One of the plants sold last year was the General James M. Gavin power plant at Cheshire, Ohio, in the Robert C. Byrd pool. It was one of the largest on the AEP system. Among its remaining coal-fired plants are Mountaineer and Rockport on the Ohio and John Amos on the Kanawha.

AEP also owns part interest in the Kyger Creek power plant near Cheshire. It also shares ownership of the Killen and Stuart power stations just above Maysville, Ky. Those two coal-fired plants are scheduled to shut down permanently this year.

AEP recognizes that there are some economic risks to its plan.

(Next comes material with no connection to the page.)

PR #152, opened 2018-11-15
Add missing secret update state shared secrets to marsha

sampaccoud:
## Purpose

This secret is necessary for the AWS lambda `lambda-update-state` to call Django and update the status of the video. It was forgotten because it was not [properly documented in `Marsha`](https://github.com/openfun/marsha/blob/master/docs/env.md#django_update_state_shared_secrets) until recently.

“Climate-related risks and the transition to a lower-carbon economy affect most economic sectors and industries. As we work to address these risks, we are seeking solutions that achieve the environmental objectives without undermining economic growth and enabling our vision to power a new and brighter future for customers and communities. With lower demand growth, energy prices generally increase for our customers. Higher rates directly impact customer households’ purchasing power, especially in economically disadvantaged areas of AEP’s service territory. Educating customers about the efficient use of energy lowers customers’ bills, and more efficient use can contribute to fewer emissions.

“Higher energy costs also have a negative impact on the competitiveness of industry. When this happens, companies are less likely to expand or move to our service territory. That means fewer new jobs and state and local taxes to support local communities; for AEP, it means fewer revenue growth opportunities. A net positive is that as we generate less electricity, our environmental impacts are reduced. One way that AEP internalizes and balances these risks is to include a carbon price when evaluating all resource decisions to ensure carbon is appropriately valued and that our regulatory and public policy strategy supports it.” (Pages 17-18)

So in terms of the Ohio River, that means one of the largest customers for coal along the river is transitioning away from coal, so the number of coal tows should decrease in the next couple of decades. AEP probably won’t be the only utility with coal-burning plants along the river to go with such a strategy.

It could also mean fewer coal trains on tracks along the river as utilities and merchant operators that depend on rail for delivery will seek other generation sources. That’s already happening, at least as far as utilities that relied in Appalachian coal are concerned.